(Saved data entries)
┏━━

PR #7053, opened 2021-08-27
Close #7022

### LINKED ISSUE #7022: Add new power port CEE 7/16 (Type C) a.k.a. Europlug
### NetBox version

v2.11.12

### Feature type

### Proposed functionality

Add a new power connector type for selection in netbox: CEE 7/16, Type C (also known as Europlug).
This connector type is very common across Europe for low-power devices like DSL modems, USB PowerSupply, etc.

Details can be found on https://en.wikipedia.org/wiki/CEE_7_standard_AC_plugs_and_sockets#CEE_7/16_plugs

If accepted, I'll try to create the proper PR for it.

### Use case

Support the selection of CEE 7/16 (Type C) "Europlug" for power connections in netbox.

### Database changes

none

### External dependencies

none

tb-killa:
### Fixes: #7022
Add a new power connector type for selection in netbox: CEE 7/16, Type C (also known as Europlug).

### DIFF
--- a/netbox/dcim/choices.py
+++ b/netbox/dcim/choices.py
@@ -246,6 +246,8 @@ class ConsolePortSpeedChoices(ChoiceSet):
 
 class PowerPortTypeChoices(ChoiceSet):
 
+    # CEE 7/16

┗━━

■ The task:
Write out the complete set of records exactly as given.

■ Written answer:
PR #7053, opened 2021-08-27
Close #7022

### LINKED ISSUE #7022: Add new power port CEE 7/16 (Type C) a.k.a. Europlug
### NetBox version

v2.11.12

### Feature type

### Proposed functionality

Add a new power connector type for selection in netbox: CEE 7/16, Type C (also known as Europlug).
This connector type is very common across Europe for low-power devices like DSL modems, USB PowerSupply, etc.

Details can be found on https://en.wikipedia.org/wiki/CEE_7_standard_AC_plugs_and_sockets#CEE_7/16_plugs

If accepted, I'll try to create the proper PR for it.

### Use case

Support the selection of CEE 7/16 (Type C) "Europlug" for power connections in netbox.

### Database changes

none

### External dependencies

none

tb-killa:
### Fixes: #7022
Add a new power connector type for selection in netbox: CEE 7/16, Type C (also known as Europlug).

### DIFF
--- a/netbox/dcim/choices.py
+++ b/netbox/dcim/choices.py
@@ -246,6 +246,8 @@ class ConsolePortSpeedChoices(ChoiceSet):
 
 class PowerPortTypeChoices(ChoiceSet):
 
+    # CEE 7/16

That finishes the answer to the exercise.